Yeah,Linux Mint ain't bad either


----------



## FilledVoid (Apr 29, 2009)

> Which OS Should I take for this configuration
> 
> AMD Sempron Processor LE 1250
> 1 GB RAM
> ...



This like asking what kind of dress will I wear today. Its not what you will wear that's important, but rather what you are wearing it for. Whats your purpose? To just browse any OS will do go get some light ones. Anything upto Win XP or any non bloated Distro should be fine.  IN my opinion if you have no reason to install Linux just install Windows XP unless you prefer some interaction with a new OS. 

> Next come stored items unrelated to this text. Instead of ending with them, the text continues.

Issue #1146, opened 2021-01-28
[FR] Export Message types so they can be re-used


BorntraegerMarc:
**Is your feature request related to a problem? Please describe.**
Take the following code:
```ts
import { TokenMessage } from 'firebase-admin/lib/messaging';

const allPushTokenSubscriptionMessage2DArray: Array<Array<fcm.messaging.Message>>; // Contains all the TokenMessage's I'd like to send a FCM message to. It's 2D because the max. nr. of tokens that is expected is 500. So if we want to send to 501 devices then the last device is in the next entry of the 2D array.

const batchResponses: Array<fcm.messaging.BatchResponse | null> = await Promise.all(
    allPushTokenSubscriptionMessage2DArray.map(async (pushTokenSubscriptionMessageArray: Array<fcm.messaging.Message>) =>
        this.firebaseMessaging.sendAll(pushTokenSubscriptionMessageArray)
    )
);

batchResponses.forEach((batch: fcm.messaging.BatchResponse, batchIndex: number) => {
    batch.responses.forEach((res: fcm.messaging.SendResponse, responseIndex: number) => {
        // Based on answers here https://github.com/firebase/firebase-admin-node/issues/600 responses should be ordered as requests
        const token: string = (allPushTokenSubscriptionMessage2DArray[batchIndex][responseIndex] as TokenMessage).token;
        console.log(`Failed to send to token ${token}`);
    });
});
```

The problem is now that `TokenMessage` is no longer exported in this lib. So TS transpilation will fail with the error `Cannot find name 'TokenMessage'`.

**Describe the solution you'd like**
Export all types of Messages.

**Describe alternatives you've considered**
None.

**Additional context**
None.

BorntraegerMarc:
> This issue does not seem to follow the issue template. Make sure you provide all the required information.

Sorry, I don't see what part of the template I didn't follow. Maybe I'm missing something. But the description should be pretty explanatory.

PR #1147, opened 2021-01-28
feat: Exporting all types of Messages so they can be used by consumers

BorntraegerMarc:
Fixes https://github.com/firebase/firebase-admin-node/issues/1146


hiranya911 (changes requested):
This looks good. Just needs some tests.

BorntraegerMarc:
Will do @hiranya911. Could you point me to the right place to add the tests? I was thinking under `./test/integration/typescript`

test/unit/typescript.spec.ts
```diff
@@ -0,0 +1,40 @@
...
+import { messaging } from '../../src/messaging/index';
+
+chai.should();
+chai.use(chaiAsPromised);
+
+const expect = chai.expect;
+
+describe('Typescript', () => {
+  // This test was added as part of https://github.com/firebase/firebase-admin-node/issues/1146
+  it('should export all types of Messages so it can be used by lib users', () => {
```
hiranya911, line 32: Let's try to incorporate this test logic to the existing `messaging.spec` file. No need to carve out a new file for this. Easiest would be to list it under the existing test suite for the `send()` method:

```typescript
      it(`should be fulfilled with a message ID given a TokenMessage`, () => {
        const message: TokenMessage = {token: 'test'}
        mockedRequests.push(mockSendRequest());
        return messaging.send(message)
          .should.eventually.equal('projects/projec_id/messages/message_id');
      });

     // Add similar test cases for other message types.
```

Also note that when you add a new test file, you have to also list it in `index.spec.ts`. Otherwise mocha won't run it. But, let's just add this to the existing unit test file.

hiranya911 (changes requested):
Thanks for the test cases @BorntraegerMarc. Just one comment on how to structure the new test logic. We can merge this once that's addressed.

test/unit/typescript.spec.ts
hiranya911: Or alternatively you can have one test case in the suite for `sendAll()`:

```typescript
    it('should be fulfilled when called with different message types', () => {
      const messageIds = [
        'projects/projec_id/messages/1',
        'projects/projec_id/messages/2',
        'projects/projec_id/messages/3',
      ];
      const tokenMessage: TokenMessage = {token: 'test'};
      const topicMessage: TopicMessage = {topic: 'test'};
      const conditionMessage: ConditionMessage = {condition: 'test'};
      const messages: Message[] = [tokenMessage, topicMessage, conditionMessage];
      mockedRequests.push(mockBatchRequest(messageIds));
      return messaging.sendAll(messages)
        .then((response: BatchResponse) => {
          expect(response.successCount).to.equal(3);
          expect(response.failureCount).to.equal(0);
          response.responses.forEach((resp, idx) => {
            expect(resp.success).to.be.true;
            expect(resp.messageId).to.equal(messageIds[idx]);
            expect(resp.error).to.be.undefined;
          });
        });
    });
```

BorntraegerMarc: Makes sense. Thx for the guidance!

---

> Also note that when you add a new test file, you have to also list it in index.spec.ts. Otherwise mocha won't run it

FYI mocha _did_ run the new test. I also verified when I added the new file 🙂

By the way Fedora really isn't made for geeks. I recently tried it on a machine and had fun with it. Im not sure what the latest Ubuntu requirements but I think this system should be more than enough.  Actually I think it would be more than enough for any distrop to be frank.


----------



## prateek007391 (Apr 29, 2009)

Will Linux do
I got to work heavily on Word, Excel, Access
Visual Basic, and Photoshop


Also some gaming for tp


----------



## FilledVoid (Apr 29, 2009)

> Will Linux do
> I got to work heavily on Word, Excel, Access
> Visual Basic, and Photoshop


You could easily use Openoffice.org for your office needs unless you relyon using Advanced Macros or Formulae etc.. However VB is going to be a problem . You could refer to Mono though. 



> Also some gaming for tp


Refer to Cedega , Wine etc. However I would suggest installing XP unless you need or prefer to learn how to use Linux.


----------



## desiibond (Apr 29, 2009)

@prateek, for your needs, I think XP is the best bet 

1) Install XP
2) Download a 30day trial of vmware
3) install linux on vmware
4) Try openoffice and try to install Visual studio using wine. (not that easy though)
5) if everything works out well on linux, make it a dual boot xp+linux.


----------



## FilledVoid (Apr 29, 2009)

> 4) Try openoffice and try to install Visual studio using wine. (not that easy though)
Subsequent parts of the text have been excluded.